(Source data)
PR #857, opened 2021-12-15
Add support for running ML-powered queries for JS `security-extended` behind `ml_powered_queries` feature flag

henrymercer:
This PR builds on #856 to add support for running ML-powered queries.  Currently these queries would only be run for customers (a) performing JavaScript analysis, (b) running the `security-extended` (or `security-and-quality`) query suite, and (c) whose repos are opted into the `ml_powered_queries` feature flag.

The action happens in `src/config-utils.ts`: when all of these conditions hold, we add the `codeql/javascript-experimental-atm-queries` pack to the analysis.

• **Your objective**
Output each line of the data exactly as it stands above.

• **Exercise output**
PR #857, opened 2021-12-15
Add support for running ML-powered queries for JS `security-extended` behind `ml_powered_queries` feature flag

henrymercer:
This PR builds on #856 to add support for running ML-powered queries.  Currently these queries would only be run for customers (a) performing JavaScript analysis, (b) running the `security-extended` (or `security-and-quality`) query suite, and (c) whose repos are opted into the `ml_powered_queries` feature flag.

The action happens in `src/config-utils.ts`: when all of these conditions hold, we add the `codeql/javascript-experimental-atm-queries` pack to the analysis.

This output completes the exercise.